Search the entries for the word "strings". Copy each line in which it is found.

- _THE RECORDS_:
-- -- --

PR #107, opened 2022-08-22
Support for overriding App template reader func for local tmpl dev

coryodaniel:
* [Changed] cache to use private functions to access the cache for manipulating files.
* [Added] `MD_DEV_TEMPLATES_PATH` that will alter the templates reader for local development of templates

### DIFF
--- a/cmd/application.go
+++ b/cmd/application.go
@@ -26,8 +26,9 @@ var applicationCmd = &cobra.Command{
 }
 
 var applicationBuildCmd = &cobra.Command{
-	Use:  "build",
-	RunE: runApplicationBuild,
+	Use:   "build",
+	Short: "Builds the app for local development",
+	RunE:  runApplicationBuild,
 }
 
 var applicationNewCmd = &cobra.Command{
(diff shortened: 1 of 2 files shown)


cmd/application.go
```diff
@@ -161,3 +168,18 @@ func runTemplatesRefresh(cmd *cobra.Command, args []string) error {
 
 	return nil
 }
+
+func runTemplatesList(cmd *cobra.Command, args []string) error {
```
WillBeebe, line 172: This does the same thing w/ different logging as this method.

https://github.com/massdriver-cloud/massdriver-cli/blob/main/cmd/application.go#L142-L152

```
mass app templates 
mass app templates list
```

We should combine the listing logic or change what `mass app templates` does, maybe just usage if it has a subcommand?

pkg/cache/application.go
```diff
@@ -12,9 +12,20 @@ import (
 // TODO: pull from massrc
 const MassdriverApplicationTemplatesRepository = "https://github.com/massdriver-cloud/application-templates"
 
+// AppTemplateCacheDir is a reader function to access the local cache of templates.
+// When developing templates, the cache source can be overwritten for reads by setting `MD_DEV_TEMPLATES_PATH`
 func AppTemplateCacheDir() string {
```
WillBeebe, line 17: nice and tidy 👍

WillBeebe (approved):
Only question one question otherwise LGTM

cmd/application.go
coryodaniel: I didn’t see this cmd!

should I yank this and move the other command here?

WillBeebe: What about removing the other commands function and the call to it on line 50? So that "mass app templates" wouldn't list anymore but it would show the available subcommands.

coryodaniel:
I"m going to skip that one failing lint rule ~FileIgnores so you don't end up with a conflict.

PR #108, opened 2022-08-24
Bugfix/copy local

WillBeebe:
Issue:

When I moved from my recursive copy method to using filepath.Walk I introduced a bug. `filepath.Walk` behaves differently when copying from local root vs non-local root. 

```
// tests
copyFrom: testdata/bundle
relative path: /

// real-world bundle build 
copyFrom: .
relative path: .
```

Because this behaves differently for local, the tests didn't catch it. 

This wasn't fun: 
Write code -> test with bundle -> write test -> rewrite code -> tests pass -> declare victory -> accept defeat. 

So I tried this:
Write test that captures the bug -> fix code -> test with bundle 

Here's a run with the new test and without the changes (test fails).

```
git stash
Saved working directory and index state WIP on copy-local: 66eafa9 add test for local

make test
go test ./cmd
?   	github.com/massdriver-cloud/massdriver-cli/cmd	[no test files]
go test ./pkg/...
ok  	github.com/massdriver-cloud/massdriver-cli/pkg/application	(cached)
ok  	github.com/massdriver-cloud/massdriver-cli/pkg/bundle	0.221s
?   	github.com/massdriver-cloud/massdriver-cli/pkg/cache	[no test files]
ok  	github.com/massdriver-cloud/massdriver-cli/pkg/client	(cached)
Comparing (want) testdata/copy-from-root/utils.go and (got) utils.go
=865
--- FAIL: TestCopyFolder (0.00s)
    --- FAIL: TestCopyFolder/CopyFromRoot (0.00s)
        copy_test.go:86: got h1:47DEQpj8HBSa+/TImW+5JCeuQeRkm5NMpJWZG3hSuFU=, want h1:uvsIsiJ8JZ/oX+4EsTYQJHsLIZsW2r4NqSiT0pl1mjA=
FAIL
FAIL	github.com/massdriver-cloud/massdriver-cli/pkg/common	0.122s
ok  	github.com/massdriver-cloud/massdriver-cli/pkg/compress	(cached)
ok  	github.com/massdriver-cloud/massdriver-cli/pkg/definition	(cached)
ok  	github.com/massdriver-cloud/massdriver-cli/pkg/jsonschema	(cached)
ok  	github.com/massdriver-cloud/massdriver-cli/pkg/provisioners/terraform	0.135s
ok  	github.com/massdriver-cloud/massdriver-cli/pkg/template	(cached)
ok  	github.com/massdriver-cloud/massdriver-cli/pkg/version	(cached)
FAIL
make: *** [test] Error 1
```

New test, with the changes

```
git stash pop

make test
go test ./cmd
?   	github.com/massdriver-cloud/massdriver-cli/cmd	[no test files]
go test ./pkg/...
ok  	github.com/massdriver-cloud/massdriver-cli/pkg/application	(cached)
ok  	github.com/massdriver-cloud/massdriver-cli/pkg/bundle	0.420s
?   	github.com/massdriver-cloud/massdriver-cli/pkg/cache	[no test files]
ok  	github.com/massdriver-cloud/massdriver-cli/pkg/client	(cached)
ok  	github.com/massdriver-cloud/massdriver-cli/pkg/common	0.338s
ok  	github.com/massdriver-cloud/massdriver-cli/pkg/compress	(cached)
ok  	github.com/massdriver-cloud/massdriver-cli/pkg/definition	(cached)
ok  	github.com/massdriver-cloud/massdriver-cli/pkg/jsonschema	(cached)
ok  	github.com/massdriver-cloud/massdriver-cli/pkg/provisioners/terraform	0.350s
ok  	github.com/massdriver-cloud/massdriver-cli/pkg/template	(cached)
ok  	github.com/massdriver-cloud/massdriver-cli/pkg/version	(cached)
```


pkg/common/copy_test.go
```diff
@@ -50,6 +50,17 @@ func TestCopyFolder(t *testing.T) {
 				Ignores: []string{},
 			},
 		},
+		{
+			name:       "CopyFromRoot",
+			bundlePath: ".",
```
WillBeebe, line 55: this is a really lame and fragile way to test this! I'm not sure how to mock / stub this the right way but this should definitely be replaced ASAP.

pkg/common/testdata/copy-from-root/utils.go
```diff
@@ -0,0 +1,53 @@
+package common
```
WillBeebe, line 1: the expected output from the lame test above

coryodaniel:
What would be nice _on publish_ would be to use the allowlist of files (yaml, schemas, step dirs) and validate that those _are_ in the bundle and fail if they are not.

I wouldn't add it to this branch unless that's a super quick change as I'd like to get this merged pronto. FF to add a ticket for the above if its not a fast one.

pkg/common/copy.go
```diff
@@ -28,9 +28,16 @@ func CopyFolder(src, dst string, config *CopyConfig) (CopyStats, error) {
 		if err != nil {
 			return err
 		}
+		if path == "." {
```
jaketf, line 31: I'm not sure I follow why this case returns nil. could we explain in a comment?

pkg/common/copy.go
```diff
@@ -28,9 +28,16 @@ func CopyFolder(src, dst string, config *CopyConfig) (CopyStats, error) {
...
+			return nil
+		}
+
 		relPath := strings.Replace(path, src, "", 1)
-		depth := strings.Count(relPath, string(os.PathSeparator))
+		if src == "." {
```
jaketf, line 36: I feel like you're reaching for / re-implementing  [`filepath.Rel`](https://pkg.go.dev/path/filepath#Rel) here. Is there a reason this standard library method doesn't fit your needs?

jaketf: should be something like
```go
relPath, err = filepath.Rel(src, path)
```

pkg/common/copy.go
```diff
@@ -39,8 +46,9 @@ func CopyFolder(src, dst string, config *CopyConfig) (CopyStats, error) {
 			return nil
 		}
 
+		writePath := dstDir + relPath
```
jaketf, line 49: it's always better form when working with paths to use the path manipulation methods from standard library to avoid issues with leading / trailing slashes.
```suggestion
		writePath := filepath.Abs(filepath.Join(dstDir, relPath))
```

pkg/common/copy.go
jaketf: also, in general it might make our life more sane to debug if we just immediately do a `absPath := filepath.Abs(path)` and then deal with the abs path from there.

pkg/common/copy_test.go
jaketf: why is this called "copy from root" that makes me think it's copy from `/` but I think what you're testing is "copy from working directory" is that correct?

jaketf (changes requested):

pkg/common/copy_test.go
jaketf: I think the "best way to do this" to do something like copying from `.` is:
```go
// TODO handle these errs
originalDir, err := os.Getwd()
err := os.Chdir("some/test/bundle/path")
// change back to original dir after this test function completes
defer func(dir string) {
  if err := os.ChDir(dir); if err != nil {
    panic(err)
  }
}(originalDir)
// do the rest of your test you're now in the bundle dir and can refer to it as "."
```

pkg/common/copy.go
WillBeebe: Simply because I had no idea that existed. Thanks for the help 👏

WillBeebe:
@jaketf and @coryodaniel this is ready to go. The test is now sane and I ran through the CLI locally publishing a bundle to my private org.

coryodaniel (approved):
Packaged & provisioned.

pkg/common/copy_test.go
```diff
@@ -90,6 +79,52 @@ func TestCopyFolder(t *testing.T) {
...
+		},
+		Ignores: []string{},
+	}
+
+	_, err2 := common.CopyFolder(".", copyTo, config)
+	if err2 != nil {
+		t.Fatalf("%d, unexpected error", err2)
+	}
+	// change back to the original dir so want paths and got paths make sense
+	if err := os.Chdir(originalDir); err != nil {
```
jaketf, line 108: FWIW if you hit any of the `t.Fatalf`s before this I think you won't go back to this original Dir that that's one advantage of putting a `defer` in as a failsafe so your test implementation of changing directories is not leaked into confusing issues.

jaketf (approved):
LGTM! made one note about dir changes in the test that doesn't have to block merging this PR if the test seems to be working we can clean it up later if necessary.

Issue #114, opened 2022-08-29
Make the commands make more sense.


coryodaniel:
Now that we are starting to expose some of the other graph functions, particularly `package` functions like `deploy`... our commands are a bit confusing.

* `mass app new` makes a application bundle (source code)
* `mass app publish` publishes the bundle to our _package_ manager
* `mass deploy` -> doesn't feel right as a top-level command since it technically 'deploys a package'...
* `mass package deploy` starts to sound really confusing wrt to package management (these are deployed resources), as would `mass package configure`

Since applications and bundles don't really have any differences in how they are execute, I propose we move them into just `bundles` subcommand. The only difference in how we managed the bundles is how they are templatized.

* mass bundle new - will make a new bundle from a template
  * our terraform template will need to move to `application-templates` (we should also rename this to `bundle-templates`)
  * terraform template will need to be updated to support `liquid`
* mass bundle publish - will publish a bundle (mind you "bundle" is becoming our generic term for a bag of IaC, current "bundle" types are going to be changed to "infra" or "infrastructure"

This will free up `mass app` to deal w/ end user applications:

`mass app deploy ecomm-staging-api` will deploy the application package
`mass app config ecomm-staging-api -f ./params.json` would read JSON from file and configure the package for deployment

WillBeebe:
"terraform template will need to be updated to support `liquid`" => already done, I grabbed this as part of the app templating

WillBeebe:
I like `mass app deploy` and `mass app config`, and it makes sense to consolidate on `bundle` now. 👍

PR #115, opened 2022-08-29
mass deploy

coryodaniel:
Temporarily making this a top level command until addressed #114

* [Added] `mass deploy _naming_convention_` i.e.: `mass deploy ecomm-prod-web` (note: not suffix)
* [Added] `mass --json` to enable JSON output
* [Changed] `mass --verbose` to set INFO level if not verbose


pkg/common/constants.go
```diff
@@ -47,7 +47,7 @@ const (
 	AllRWX     = AllRW | AllExecute
 )
 
-var FileIgnores []string = []string{
+var FileIgnores = []string{
```
coryodaniel, line 50: Forced to make these changes, pre-commit kept failing.

pkg/api/package.go
```diff
@@ -0,0 +1,136 @@
...
+				ID graphql.String
+			}
+			ActiveDeployment struct {
+				ID     graphql.String
+				Status graphql.String
+			}
+			Target struct {
+				ID graphql.String
+			}
+		} `graphql:"getPackageByNamingConvention(name: $name, organizationId: $organizationId)"`
```
chrisghill, line 82: I've not seen this syntax before.  A string literal right after a struct declaration? How does this work?

chrisghill (approved):

pkg/api/http.go
```diff
@@ -0,0 +1,32 @@
+package api
```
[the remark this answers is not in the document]
coryodaniel: We'll hopefully be getting rid of the REST API at some point in the near future, and then we can. It looks like that library sets the header a custom header instead of an `authorization` header and it does it _as_ a request instead of _per request_. We don't have access the the HTTP call in the gql library, so in the impl here you'll see its set up as a roundtripper that modifies the request.

pkg/api/package.go
coryodaniel: you have seen it ... a struct is just a type like a string or int.

```go
type Foo struct {
  Name string `json:"name"`
}
```

chrisghill: ohhhhhh, I didn't know graphql had its on field tags. Nice!

PR #116, opened 2022-09-08
Hide alpha templates from display

coryodaniel:
Hides [`alpha`](https://github.com/massdriver-cloud/application-templates/tree/main/alpha/aws-ec2) templates from display.

To opt-in:

```shell
mass app template refresh
MD_DEV_TEMPLATES_PATH="~/work/application-templates/alpha" mass app new
```

### DIFF
--- a/pkg/application/prompt.go
+++ b/pkg/application/prompt.go
@@ -145,6 +145,7 @@ func getOutputDir(t *template.Data) error {
 	return nil
 }
 
+// note, does not preserve ordering
 func remove(s []string, i int) []string {
 	s[i] = s[len(s)-1]
 	return s[:len(s)-1]
--- a/pkg/application/prompt.go
+++ b/pkg/application/prompt.go
@@ -95,8 +95,12 @@ func getDescription(t *template.Data) error {
 	return nil
 }
 
+var IgnoredTemplateDirs = []string{"alpha"}
+
 func getTemplate(t *template.Data) error {
 	templates, err := cache.ApplicationTemplates()
+	templates = removeIgnoredTemplateDirectories(templates, IgnoredTemplateDirs)
+
 	if err != nil {
 		return err
 	}
@@ -113,6 +117,21 @@ func getTemplate(t *template.Data) error {
 
 	t.TemplateName = result
 	return nil
+}
+
+func removeIgnoredTemplateDirectories(templates []string, remove []string) []string {
+	for i := 0; i < len(templates); i++ {
+		template := templates[i]
+		for _, rem := range remove {
+			if template == rem {
+				templates = append(templates[:i], templates[i+1:]...)
+				i--
+				break
+			}
+		}
+	}
+
+	return templates
 }
 
 func getOutputDir(t *template.Data) error {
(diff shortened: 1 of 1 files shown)


pkg/application/prompt.go
```diff
@@ -115,6 +119,21 @@ func getTemplate(t *template.Data) error {
 	return nil
 }
 
+func removeIgnoredTemplateDirectories(templates []string, remove []string) []string {
```
jaketf, line 122: this behavior should have an accompanying unit test.

pkg/application/prompt.go
```diff
@@ -95,8 +95,12 @@ func getDescription(t *template.Data) error {
 	return nil
 }
 
+var IgnoredTemplateDirs = []string{"alpha"}
```
jaketf, line 98: the choice of list of string here makes the code that uses this value less performant / readable (see comment below)
```suggestion
var IgnoredTemplateDirs = map[string]bool{"alpha": true}
```

pkg/application/prompt.go
```diff
@@ -115,6 +119,21 @@ func getTemplate(t *template.Data) error {
 	return nil
 }
 
+func removeIgnoredTemplateDirectories(templates []string, remove []string) []string {
+	for i := 0; i < len(templates); i++ {
+		template := templates[i]
+		for _, rem := range remove {
```
jaketf, line 125: performance nit 1: this is inefficient you loop over every entry of remove (albeit for now only one entry) on every iteration.
would be faster to define a remove map (suggested above) and if each template is in that map

performance nit 2: this method of removing an element from an array is also inefficient as order is not important here. SO https://stackoverflow.com/questions/37334119/how-to-delete-an-element-from-a-slice-in-golang

readability nit: this would also remove the nested for loop which is more of a cognitive burden on the reader.

then this becomes
```go
// in this case order does not matter so 
// fastest thing to do is replace removed item with last 
// and drop the last
func remove(s []string, i int) []string {
  s[i] = s[len(s)-1]
  return s[:len(s)-1]
}

for i, v  := range templates {
  if IgnoreTemplateDirs[v] {
    templates = remove(templates, i)
  }
}
```
example in go playground https://go.dev/play/p/odd4Y1HDUEz

jaketf (changes requested):

pkg/application/prompt.go
coryodaniel: Going to punt on a test here. This is just so some stuff that isn't ready for public isn't showing up when people go through the tutorial. We have no tests around any of the app template stuff and we need to get the docs out ASAP.

I assume it'll all change greatly when we address https://github.com/massdriver-cloud/massdriver-cli/issues/114

pkg/application/prompt.go
```diff
@@ -149,3 +144,8 @@ func getOutputDir(t *template.Data) error {
 	t.OutputDir = result
 	return nil
 }
+
+func remove(s []string, i int) []string {
```
jaketf, line 148:
```suggestion
// note, does not preserve ordering
func remove(s []string, i int) []string {
```

jaketf (approved):

WillBeebe (approved):

PR #118, opened 2022-09-08
Replace `ref` with `source_url`

coryodaniel:
Replace `ref` with `source_url`. This is a breaking change, but ... lets get it out so the docs are right :D

### DIFF
--- a/pkg/template/render_test.go
+++ b/pkg/template/render_test.go
@@ -97,14 +97,15 @@ func walkAndCompare(wantDir string, gotDir string) {
 				return err
 			}
 
-			fmt.Printf("Comparing (want) %s and (got) %s\n", path, gotFilePath)
-
-			dmp := diffmatchpatch.New()
 			gotText, _ := readFile(gotFilePath)
 			wantText, _ := readFile(path)
-			diffs := dmp.DiffMain(wantText, gotText, false)
-
-			fmt.Println(dmp.DiffToDelta(diffs))
+			if gotText != wantText {
+				fmt.Printf("File did not render correctly: %s\n", path)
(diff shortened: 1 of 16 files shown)


pkg/template/render_test.go
```diff
@@ -97,14 +97,15 @@ func walkAndCompare(wantDir string, gotDir string) {
...
 
-			fmt.Printf("Comparing (want) %s and (got) %s\n", path, gotFilePath)
-
-			dmp := diffmatchpatch.New()
 			gotText, _ := readFile(gotFilePath)
 			wantText, _ := readFile(path)
-			diffs := dmp.DiffMain(wantText, gotText, false)
-
-			fmt.Println(dmp.DiffToDelta(diffs))
+			if gotText != wantText {
```
WillBeebe, line 102: 👍

pkg/template/testdata/application-templates/renders-successfully/massdriver.yaml
```diff
@@ -11,20 +11,9 @@ params:
       type: string
     app_env:
       type: string
-<md if not .Connections md>
```
WillBeebe, line 14: Interesting that the test passed with this removed. The test-case has a `draft_node` and the expected file does as well.

https://github.com/massdriver-cloud/massdriver-cli/pull/118/files#diff-26cd67a32b447e457298d13f30e1a4206249ff485a89b83029954cb7cdb16a65R15-R20

WillBeebe (approved):
LGTM

pkg/template/testdata/application-templates/renders-successfully/massdriver.yaml
coryodaniel: The test never added connections so this just ended up being a red herring of whitespace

-- -- --

- _RESPONSE TO THIS TASK_:
 		relPath := strings.Replace(path, src, "", 1)
-		depth := strings.Count(relPath, string(os.PathSeparator))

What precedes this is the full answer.